From a service providers perspective:
- How do we provide storage performance SLAs?
- How do we price-band storage performance (pay more to get more IOPS)?
Up to now with Hyper-V you required a SAN (such as Tintrí) to do some magic on the backend. WS2012 R2 Hyper-V added a crude storage QoS method (maximum rule only) that was performed on at the host and not at the storage. So:
- There was no minimum or SLA-type rule, only a cap.
- QoS rules were not distributed so there was no accounting on host X what Hosts A-W were doing to the shared storage system.
Windows Server vNext is adding Distributed Storage QoS that is the function of a partnership between Hyper-V hosts and a SOFS. Yes: you need a SOFS – but remember that a SOFS can be 2-8 clustered Window Servers that are sharing a SAN via SMB 3.0 (no Storage Spaces in that design).
Note: the hosts use a new protocol called MS-SQOS (based on SMB 3.0 transport) to partner with the SOFS.

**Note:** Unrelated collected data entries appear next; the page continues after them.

Issue #646, opened 2023-05-15
Missing runtime dependency on pip


stanislavlevin:
According to docs https://flit.pypa.io/en/stable/cmdline.html#flit-install:
> Flit calls pip to do the installation.

but `pip` is not specified as runtime dependency of `flit`.

takluyver:
Hmmm, good point. I think I just assume `pip` is always present, which naturally is not really true. Do you want to make a PR?

orsinium:
Project dependencies specify packages to be installed in the same environment as flit. However, flit currently uses pip installed in the target environment, which may be changed by passing `--python` flag. I'm going to change this behavior in #651 to make flit use pip from the flit's environment if available.

PR #647, opened 2023-05-16
deps: Add missing runtime dependency on pip

stanislavlevin:
According to docs https://flit.pypa.io/en/stable/cmdline.html#flit-install:
> Flit calls pip to do the installation.

but pip was not specified as runtime dependency of flit.

Fixes: https://github.com/pypa/flit/issues/646

### DIFF
--- a/pyproject.toml
+++ b/pyproject.toml
@@ -12,6 +12,7 @@ dependencies = [
     "requests",
     "docutils",
     "tomli-w",
+    "pip",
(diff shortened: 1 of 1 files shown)


takluyver:
Closed and reopened because the CI didn't seem to have run for some reason. It's running now, and I think this change makes sense.

takluyver:
Thanks!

Distributed Storage QoS is actually driven from the SOFS. There are multiple benefits from this:
- Centralized monitoring (enabled by default on the SOFS)
- Centralized policy management
- Unified view of all storage requirements of all hosts/clusters connecting to this SOFS
Policy (PowerShell – System Center vNext will add management and monitoring support for Storage QoS) is created on the SOFS, based on your monitoring or service plans. An IO Scheduler runs on each SOFS node, and the policy manager data is distributed. The Policy Manager (a HA cluster resource on the SOFS cluster) pushes (MS-SQOS) policy up the Hyper-V hosts where Rate Limiters restrict the IOPS of virtual machines or virtual hard disks.
There are two kinds of QoS policy that you can create:
- Single-Instance: The resources of the rule are distributed or shared between VMs. Maybe a good one for a cluster/service or a tenant, e.g. a tenant gets 500 IOPS that must be shared by all of their VMs
- Multi-Instance: All VMs/disks get the same rule, e.g. each targeted VM gets a maximum of 500 IOPS. Good for creating VM performance tiers, e.g. bronze, silver, gold with each tier offering different levels of performance for an individual VM
You can create child policies. Maybe you set a maximum for a tenant. Then you create a sub-policy that is assigned to a VM within the limits of the parent policy.
Note that some of this feature comes from the Predictable Data Centers effort by Microsoft Research in Cambridge, UK.
Hyper-V storage PM, Patrick Lang, presented the topic of Distributed Storage QoS at TechEd Europe 2014.